If you could peel away the tops of the hills in the Barton Creek recharge zone like the skin of an orange, you would find quite a few holes. The limestone beds that comprise the Edwards Aquifer are full of cavities carved over millions of years by underground rivers and streams.
Many of the cavities are filled with water. Some of the cavities act as conduits, or tunnels, and feed water to Barton Springs.
But other cavities are relatively dry. They form a network of caves – at least 24 in all – that underlie the Barton Creek watershed. Some of the caves are remnants of ancient conduits, while others were gouged from the sheer cliffs by creeks.
Most of the caves are less than 400 feet long – about the length of a football field, measured from end-line to end-line. But the largest, named Airman’s Cave, is at least 12,000 feet long, making it the eighth longest known cave in Texas.
The caves of Barton Creek are home to many fascinating creatures that have adapted to life in the subterranean world. Airman’s Cave, for example, houses a new species of harvestmen (a relative of the spider) much like the Bee Creek Cave harvestman, which is on the federal endangered species list. Cave X, another major cave in the basin, contains a rare species of blind cave millipede.
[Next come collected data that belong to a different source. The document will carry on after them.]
Issue #3077, opened 2023-07-13
Agent fails to uninstall endpoint successfully when handling the Unenroll action


cmacknz:
The agent fails to uninstall endpoint when handling the unenroll action, which is sent when a user unenrolls the agent from Fleet without selecting the force unenroll option (which just revokes API keys). 

The uninstall path here is starts from processing the unenroll action which generates an empty agent policy such that all inputs are uninstalled:

https://github.com/elastic/elastic-agent/blob/123579115ad7a330779c2f9b5b9e719f98282dc4/internal/pkg/agent/application/actions/handlers/handler_action_unenroll.go#L55-L57

When this happens the agent keeps running and the Endpoint service directory is left on disk (at /Library/Elastic/Endpoint on a Mac), and the agent logs show the `endpoint-security` command exiting and immediately failing with a context cancelled error:

```json
{"log.level":"info","@timestamp":"2023-07-13T19:09:26.085Z","log.logger":"component.runtime.endpoint-default.service_runtime","log.origin":{"file.name":"runtime/service.go","file.line":216},"message":"uninstall endpoint service","ecs.version":"1.6.0"}
{"log.level":"warn","@timestamp":"2023-07-13T19:09:26.085Z","log.logger":"component.runtime.endpoint-default.service_runtime","log.origin":{"file.name":"runtime/service_command.go","file.line":191},"message":"service command execution failed with error [failed starting the command: failed to start \"/opt/Elastic/Agent/data/elastic-agent-123579/components/endpoint-security\": context canceled], retrying (will be retry [1]) after [10.798795076s]","ecs.version":"1.6.0"}
{"log.level":"info","@timestamp":"2023-07-13T19:09:26.085Z","log.origin":{"file.name":"coordinator/coordinator.go","file.line":1187},"message":"Component state changed endpoint-default (HEALTHY->STOPPED): Stopped: endpoint service runtime","log":{"source":"elastic-agent"},"component":{"id":"endpoint-default","state":"STOPPED","old_state":"HEALTHY"},"ecs.version":"1.6.0"}
[...]

Issue #3060, opened 2023-07-12
Uninstall fails if Elastic Defend integration is installed


cmacknz:
On v8.9-0-SNAPSHOT and 8.10.0-SNAPSHOT if the Elastic Defend integration is installed, the `elastic-agent uninstall` command will fail every time.

This bug was originally found in https://github.com/elastic/elastic-agent/pull/2963 on Linux GCP VMs but also reproduces locally on my M1 Mac.

```sh
sudo elastic-agent uninstall
Elastic Agent will be uninstalled from your system at /Library/Elastic/Agent. Do you want to continue? [Y/n]:y
Error: failed to remove installation directory (/Library/Elastic/Agent): unlinkat /Library/Elastic/Agent: directory not empty
For help, please see our troubleshooting guide at https://www.elastic.co/guide/en/fleet/8.10/fleet-troubleshooting.html
```

Looking at what is left in the Elastic Agent directory I see the following log files:

```
sudo ls /Library/Elastic/Agent
elastic-agent-20230711-1.ndjson elastic-agent-20230711-2.ndjson
```

This does not reproduce with the 8.8.2 release.

cmacknz:
The contents of the logs files are:

```sh
sudo cat /Library/Elastic/Agent/elastic-agent-20230711-1.ndjson
```

```json
{"log.level":"error","@timestamp":"2023-07-11T22:25:34.512-0400","log.origin":{"file.name":"runtime/service_command.go","file.line":76},"message":"2023-07-12 02:25:34: info: MainPosix.cpp:235 Executing uninstall","context":"command output","ecs.version":"1.6.0"}
```

```sh
sudo cat /Library/Elastic/Agent/elastic-agent-20230711-2.ndjson
```

```json
{"log.level":"error","@timestamp":"2023-07-11T22:25:34.512-0400","log.origin":{"file.name":"runtime/service_command.go","file.line":76},"message":"2023-07-12 02:25:34: info: Internal.cpp:51 Found config path [/Library/Elastic/Endpoint/elastic-endpoint.yaml]","context":"command output","ecs.version":"1.6.0"}
{"log.level":"error","@timestamp":"2023-07-11T22:25:34.513-0400","log.origin":{"file.name":"runtime/service_command.go","file.line":76},"message":"2023-07-12 02:25:34: info: InstallLib.cpp:719 Skipping uninstall token validation as tamper protection is not enabled.","context":"command output","ecs.version":"1.6.0"}
[...]

PR #2889, opened 2023-06-16
[Service Runtime] Add ability for service operations to be retried

ycombinator:
## What does this PR do?

This PR adds the ability for service operations to be retried.  Service components can optionally specify retries for their operations in their spec files like so:

```yml
version: 2
inputs:
  - name: endpoint
    service:
      operations:
        install:
          retry:
            init_interval: 60s
```

With the above spec definition, the `install` operation of the `endpoint` service will be retried indefinitely, with the duration between retries will start at 60 seconds and grow exponentially (with some random jitter). 

If `retry_sleep_init_duration` is omitted, it will default to **20 seconds**.

The duration between retries will grow exponentially (with some random jitter) but will be capped at approximately **15 minutes**.

## Why is it important?

In cases where a service operation may be flaky due to transient issues, it makes sense to retry the operation  indefinitely, giving it an opportunity to succeed.

## Checklist

- [x] My code follows the style guidelines of this project
- [x] I have commented my code, particularly in hard-to-understand areas
- [ ] I have made corresponding changes to the documentation
- [ ] I have made corresponding change to the default configuration files
- [x] I have added tests that prove my fix is effective or that my feature works
- [x] I have added an entry in `./changelog/fragments` using the [changelog tool](https://github.com/elastic/elastic-agent#changelog)
- [ ] I have added an integration test or an E2E test

PR #3086, opened 2023-07-14
Fix endpoint unenroll test

cmacknz:
Adds an integration test for the case where endpoint-security is uninstalled because it was removed from the policy. Fixes a bug where the uninstall operation in this case would silently fail, which is detectable because the Endpoint directory would still exist next to the Agent directory in the install path.

This is basically the same as https://github.com/elastic/elastic-agent/issues/3060 but triggered on a different path. I also solved it slightly differently, in that the agent will retry the uninstall but only for a maximum 1 hour period. This is because I don't think there's a way to cancel an uninstall that is retrying forever since endpoint is already removed from the policy. I didn't test this explicitly, but I wanted to guard against it regardless (and we've never seen uninstall fail in practice so the retries probably aren't even necessary). We also have no way to deal with a failed unenroll attempt but that's a separate problem.

- Closes https://github.com/elastic/elastic-agent/issues/3077

### DIFF
--- a/pkg/component/runtime/service.go
+++ b/pkg/component/runtime/service.go
@@ -219,7 +219,7 @@ func (s *serviceRuntime) stop(ctx context.Context, comm Communicator, lastChecki
 	}
 
 	// Force component stopped state
-	s.log.Debug("set %s service runtime to stopped state", name)
+	s.log.Debugf("set %s service runtime to stopped state", name)
 	s.forceCompState(client.UnitStateStopped, fmt.Sprintf("Stopped: %s service runtime", name))
 }
 
--- a/pkg/component/runtime/service.go
+++ b/pkg/component/runtime/service.go
@@ -219,7 +219,7 @@ func (s *serviceRuntime) stop(ctx context.Context, comm Communicator, lastChecki
 	}
 
 	// Force component stopped state
-	s.log.Debugf("set %s service runtime to stopped state", name)
+	s.log.Debug("set %s service runtime to stopped state", name)
 	s.forceCompState(client.UnitStateStopped, fmt.Sprintf("Stopped: %s service runtime", name))
 }
 
@@ -448,11 +448,6 @@ func (s *serviceRuntime) install(ctx context.Context) error {
 
 // uninstall executes the service uninstall command
 func (s *serviceRuntime) uninstall(ctx context.Context) error {
-	if s.comp.InputSpec.Spec.Service.Operations.Uninstall == nil {
-		s.log.Errorf("missing uninstall spec for %s service", s.comp.InputSpec.BinaryName)
-		return ErrOperationSpecUndefined
-	}
-
 	// Always retry for internal attempts to uninstall, because they are an attempt to converge the agent's current state
 	// with its desired state based on the agent policy.
 	return uninstallService(ctx, s.log, s.comp, s.executeServiceCommandImpl)
@@ -468,10 +463,6 @@ func uninstallService(ctx context.Context, log *logger.Logger, comp component.Co
 		log.Errorf("missing uninstall spec for %s service", comp.InputSpec.BinaryName)
 		return ErrOperationSpecUndefined
 	}
-
-	// Do not use infinite retries when uninstalling from the command line. If the uninstall needs to be
-	// retried the entire uninstall command can be retried. Retries may complete asynchronously with the
-	// execution of the uninstall command, leading to bugs like https://github.com/elastic/elastic-agent/issues/3060.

Scientists have recently recognized that dozens of rare species of cave animals live in different geological zones near Austin. Barton Creek appears to be a barrier between zones. Many of the rare species found in these caves evolved over hundreds of thousands or millions of years in isolated cave “islands.”
We are still learning to understand these cave ecosystems. One thing is certain though: each depends for survival on unpolluted water from the surface.